(Provided material)

PR #395, opened 2018-02-22
Add task pagination to API

Proplex:
This PR adds pagination support for task API requests, as well as hard-limiting the amount of tasks per request. The webui and cli have both been given functionality to support this change, as is follows:

# API Changes
From now on, requests to `/v2/tenants/<UUID>/systems/<UUID>` (and other task-related API calls) will return a soft-limit of 30 tasks. Due to schema limitations, the API may return more than 30 tasks if the last task of the request shares a non-unique `requested_at` timestamp.

To offset API requests, the `?before=<int>` query string can be appended to the API request to get the next 30 tasks that occurred exclusively before `<int>` in chronologically descending order.

# Web UI Changes
A button has been added to the bottom of task pages to allow loading older tasks. 

# CLI Changes
CLI now has a new `--before` modifier that allows for offsetting tasks.  It expects a pretty-date format that's used in `shield tasks` output of `Created at`. The `--limit` modifier will automatically assemble rate-limited (100ms) paginated requests if set to >30.

Example usage includes:
```
shield tasks --before "2018-02-21 16:05:03-0500"
shield tasks --limit 12000
shield tasks --before "2018-02-21 16:05:03-0500"  --limit 12000
```

### DIFF
--- a/.gitignore
+++ b/.gitignore
@@ -58,6 +58,3 @@ demo/shield-agent/in
 demo/shield-core/in
 demo/shared
 demo/cached
-
-# ignore local text editor project files
-.vscode
--- a/.gitignore
+++ b/.gitignore
@@ -58,3 +58,6 @@ demo/shield-agent/in
 demo/shield-core/in
 demo/shared
 demo/cached
+
+# ignore local text editor project files
+.vscode
--- a/client/v2/shield/tasks.go
+++ b/client/v2/shield/tasks.go
@@ -13,7 +13,7 @@ type Task struct {
 	Owner       string `json:"owner"`
 	StartedAt   int64  `json:"started_at"`
 	StoppedAt   int64  `json:"stopped_at"`
-	CreatedAt   int64  `json:"requested_at"`
+	RequestedAt int64  `json:"requested_at"`
 	Log         string `json:"log"`
 	OK          bool   `json:"ok"`
 	Notes       string `json:"notes"`
@@ -23,12 +23,12 @@ type Task struct {
 }
 
 type TaskFilter struct {
-	Status            string `qs:"status"`
-	Active            *bool  `qs:"active:t:f"`
-	Debug             *bool  `qs:"debug:t:f"`
-	Limit             *int   `qs:limit`
-	Target            string `qs:"target"`
-	BeforeCreatedDate int64  `qs:"before"`
+	Status string `qs:"status"`
+	Active *bool  `qs:"active:t:f"`
+	Debug  *bool  `qs:"debug:t:f"`
+	Limit  *int   `qs:limit`
+	Target string `qs:"target"`
+	Before int64  `qs:"before"`
 }
 
 func fixupTaskResponse(p *Task) {
--- a/client/v2/shield/tasks.go
+++ b/client/v2/shield/tasks.go
@@ -13,6 +13,7 @@ type Task struct {
 	Owner       string `json:"owner"`
 	StartedAt   int64  `json:"started_at"`
 	StoppedAt   int64  `json:"stopped_at"`
+	CreatedAt   int64  `json:"requested_at"`
 	Log         string `json:"log"`
 	OK          bool   `json:"ok"`
 	Notes       string `json:"notes"`
@@ -22,11 +23,12 @@ type Task struct {
 }
 
 type TaskFilter struct {
-	Status string `qs:"status"`
-	Active *bool  `qs:"active:t:f"`
-	Debug  *bool  `qs:"debug:t:f"`
-	Limit  *int   `qs:limit`
-	Target string `qs:"target"`
+	Status            string `qs:"status"`
+	Active            *bool  `qs:"active:t:f"`
+	Debug             *bool  `qs:"debug:t:f"`
+	Limit             *int   `qs:limit`
+	Target            string `qs:"target"`
+	BeforeCreatedDate int64  `qs:"before"`
 }
 
 func fixupTaskResponse(p *Task) {
--- a/cmd/shield/main.go
+++ b/cmd/shield/main.go
@@ -279,13 +279,13 @@ var opts struct {
 	/* }}} */
 	/* TASKS {{{ */
 	Tasks struct {
-		Status            string `cli:"-s, --status"`
-		Active            bool   `cli:"--active"`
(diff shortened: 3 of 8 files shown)


.gitignore
```diff
@@ -58,3 +58,6 @@ demo/shield-agent/in
 demo/shield-core/in
 demo/shared
 demo/cached
+
+# ignore local text editor project files
+.vscode
```
jhunt: this should go in your personal .gitignore, not the projects.

client/v2/shield/tasks.go
```diff
@@ -22,11 +23,12 @@ type Task struct {
...
-	Active *bool  `qs:"active:t:f"`
-	Debug  *bool  `qs:"debug:t:f"`
-	Limit  *int   `qs:limit`
-	Target string `qs:"target"`
+	Status            string `qs:"status"`
+	Active            *bool  `qs:"active:t:f"`
+	Debug             *bool  `qs:"debug:t:f"`
+	Limit             *int   `qs:limit`
+	Target            string `qs:"target"`
+	BeforeCreatedDate int64  `qs:"before"`
```
jhunt: Can we rename this to field to just `Before`?

cmd/shield/main.go
```diff
@@ -278,12 +279,13 @@ var opts struct {
...
-		All      bool   `cli:"-a, --all"`
-		Target   string `cli:"--target"`
-		Limit    int    `cli:"-l, --limit"`
+		Status            string `cli:"-s, --status"`
+		Active            bool   `cli:"--active"`
+		Inactive          bool   `cli:"--inactive"`
+		All               bool   `cli:"-a, --all"`
+		Target            string `cli:"--target"`
+		Limit             int    `cli:"-l, --limit"`
+		BeforeCreatedDate string `cli:"--before"`
```
jhunt: Rename to just `Before`, since it mirrors the flag name.

cmd/shield/main.go
```diff
@@ -2635,25 +2633,55 @@ func main() {
...
+
+				tasks = append(tasks, sometasks...)
+				timeBefore = tasks[len(tasks)-1].CreatedAt
+				time.Sleep(100 * time.Millisecond)
+			}
 		}
 
 		/* FIXME: support --long / -l and maybe --output / -o "fmt-str" */
-		tbl := tui.NewTable("UUID", "Type", "Status", "Owner", "Started at", "Completed at")
+		tbl := tui.NewTable("UUID", "Type", "Status", "Owner", "Created at", "Started at", "Completed at")
```
jhunt: I believe in `--json` format, this is `requested_at`, so we should make that match this column header, or make the column header match the JSON output.  Investigate and fix if necessary.

core/v2.go
```diff
@@ -2293,22 +2332,38 @@ func (core *Core) v2API() *route.Router {
...
 			return
 		}
 
-		tasks, err := core.DB.GetAllTasks(
-			&db.TaskFilter{
+		// check to see if we're offseting task requests
+		paginationDate, err := strconv.ParseInt(r.Param("before", "0"), 10, 64)
+
+		var filter db.TaskFilter
+		if paginationDate > 0 {
```
jhunt: Do you actually need the if?  if paginationDate is 0, there's no difference in the filter assignment; `BeforeCreatedDate: 0` is the same as not setting the field, since the zero value of an integer is 0.  We can probably remove the conditional split, and save the duplicated code.

db/tasks.go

(End Provided material)

Reproduce every line above, keeping each word exactly as it appears.

Exercise result =>
PR #395, opened 2018-02-22
Add task pagination to API

Proplex:
This PR adds pagination support for task API requests, as well as hard-limiting the amount of tasks per request. The webui and cli have both been given functionality to support this change, as is follows:

# API Changes
From now on, requests to `/v2/tenants/<UUID>/systems/<UUID>` (and other task-related API calls) will return a soft-limit of 30 tasks. Due to schema limitations, the API may return more than 30 tasks if the last task of the request shares a non-unique `requested_at` timestamp.

To offset API requests, the `?before=<int>` query string can be appended to the API request to get the next 30 tasks that occurred exclusively before `<int>` in chronologically descending order.

# Web UI Changes
A button has been added to the bottom of task pages to allow loading older tasks. 

# CLI Changes
CLI now has a new `--before` modifier that allows for offsetting tasks.  It expects a pretty-date format that's used in `shield tasks` output of `Created at`. The `--limit` modifier will automatically assemble rate-limited (100ms) paginated requests if set to >30.

Example usage includes:
```
shield tasks --before "2018-02-21 16:05:03-0500"
shield tasks --limit 12000
shield tasks --before "2018-02-21 16:05:03-0500"  --limit 12000
```

### DIFF
--- a/.gitignore
+++ b/.gitignore
@@ -58,6 +58,3 @@ demo/shield-agent/in
 demo/shield-core/in
 demo/shared
 demo/cached
-
-# ignore local text editor project files
-.vscode
--- a/.gitignore
+++ b/.gitignore
@@ -58,3 +58,6 @@ demo/shield-agent/in
 demo/shield-core/in
 demo/shared
 demo/cached
+
+# ignore local text editor project files
+.vscode
--- a/client/v2/shield/tasks.go
+++ b/client/v2/shield/tasks.go
@@ -13,7 +13,7 @@ type Task struct {
 	Owner       string `json:"owner"`
 	StartedAt   int64  `json:"started_at"`
 	StoppedAt   int64  `json:"stopped_at"`
-	CreatedAt   int64  `json:"requested_at"`
+	RequestedAt int64  `json:"requested_at"`
 	Log         string `json:"log"`
 	OK          bool   `json:"ok"`
 	Notes       string `json:"notes"`
@@ -23,12 +23,12 @@ type Task struct {
 }
 
 type TaskFilter struct {
-	Status            string `qs:"status"`
-	Active            *bool  `qs:"active:t:f"`
-	Debug             *bool  `qs:"debug:t:f"`
-	Limit             *int   `qs:limit`
-	Target            string `qs:"target"`
-	BeforeCreatedDate int64  `qs:"before"`
+	Status string `qs:"status"`
+	Active *bool  `qs:"active:t:f"`
+	Debug  *bool  `qs:"debug:t:f"`
+	Limit  *int   `qs:limit`
+	Target string `qs:"target"`
+	Before int64  `qs:"before"`
 }
 
 func fixupTaskResponse(p *Task) {
--- a/client/v2/shield/tasks.go
+++ b/client/v2/shield/tasks.go
@@ -13,6 +13,7 @@ type Task struct {
 	Owner       string `json:"owner"`
 	StartedAt   int64  `json:"started_at"`
 	StoppedAt   int64  `json:"stopped_at"`
+	CreatedAt   int64  `json:"requested_at"`
 	Log         string `json:"log"`
 	OK          bool   `json:"ok"`
 	Notes       string `json:"notes"`
@@ -22,11 +23,12 @@ type Task struct {
 }
 
 type TaskFilter struct {
-	Status string `qs:"status"`
-	Active *bool  `qs:"active:t:f"`
-	Debug  *bool  `qs:"debug:t:f"`
-	Limit  *int   `qs:limit`
-	Target string `qs:"target"`
+	Status            string `qs:"status"`
+	Active            *bool  `qs:"active:t:f"`
+	Debug             *bool  `qs:"debug:t:f"`
+	Limit             *int   `qs:limit`
+	Target            string `qs:"target"`
+	BeforeCreatedDate int64  `qs:"before"`
 }
 
 func fixupTaskResponse(p *Task) {
--- a/cmd/shield/main.go
+++ b/cmd/shield/main.go
@@ -279,13 +279,13 @@ var opts struct {
 	/* }}} */
 	/* TASKS {{{ */
 	Tasks struct {
-		Status            string `cli:"-s, --status"`
-		Active            bool   `cli:"--active"`
(diff shortened: 3 of 8 files shown)


.gitignore
```diff
@@ -58,3 +58,6 @@ demo/shield-agent/in
 demo/shield-core/in
 demo/shared
 demo/cached
+
+# ignore local text editor project files
+.vscode
```
jhunt: this should go in your personal .gitignore, not the projects.

client/v2/shield/tasks.go
```diff
@@ -22,11 +23,12 @@ type Task struct {
...
-	Active *bool  `qs:"active:t:f"`
-	Debug  *bool  `qs:"debug:t:f"`
-	Limit  *int   `qs:limit`
-	Target string `qs:"target"`
+	Status            string `qs:"status"`
+	Active            *bool  `qs:"active:t:f"`
+	Debug             *bool  `qs:"debug:t:f"`
+	Limit             *int   `qs:limit`
+	Target            string `qs:"target"`
+	BeforeCreatedDate int64  `qs:"before"`
```
jhunt: Can we rename this to field to just `Before`?

cmd/shield/main.go
```diff
@@ -278,12 +279,13 @@ var opts struct {
...
-		All      bool   `cli:"-a, --all"`
-		Target   string `cli:"--target"`
-		Limit    int    `cli:"-l, --limit"`
+		Status            string `cli:"-s, --status"`
+		Active            bool   `cli:"--active"`
+		Inactive          bool   `cli:"--inactive"`
+		All               bool   `cli:"-a, --all"`
+		Target            string `cli:"--target"`
+		Limit             int    `cli:"-l, --limit"`
+		BeforeCreatedDate string `cli:"--before"`
```
jhunt: Rename to just `Before`, since it mirrors the flag name.

cmd/shield/main.go
```diff
@@ -2635,25 +2633,55 @@ func main() {
...
+
+				tasks = append(tasks, sometasks...)
+				timeBefore = tasks[len(tasks)-1].CreatedAt
+				time.Sleep(100 * time.Millisecond)
+			}
 		}
 
 		/* FIXME: support --long / -l and maybe --output / -o "fmt-str" */
-		tbl := tui.NewTable("UUID", "Type", "Status", "Owner", "Started at", "Completed at")
+		tbl := tui.NewTable("UUID", "Type", "Status", "Owner", "Created at", "Started at", "Completed at")
```
jhunt: I believe in `--json` format, this is `requested_at`, so we should make that match this column header, or make the column header match the JSON output.  Investigate and fix if necessary.

core/v2.go
```diff
@@ -2293,22 +2332,38 @@ func (core *Core) v2API() *route.Router {
...
 			return
 		}
 
-		tasks, err := core.DB.GetAllTasks(
-			&db.TaskFilter{
+		// check to see if we're offseting task requests
+		paginationDate, err := strconv.ParseInt(r.Param("before", "0"), 10, 64)
+
+		var filter db.TaskFilter
+		if paginationDate > 0 {
```
jhunt: Do you actually need the if?  if paginationDate is 0, there's no difference in the filter assignment; `BeforeCreatedDate: 0` is the same as not setting the field, since the zero value of an integer is 0.  We can probably remove the conditional split, and save the duplicated code.

db/tasks.go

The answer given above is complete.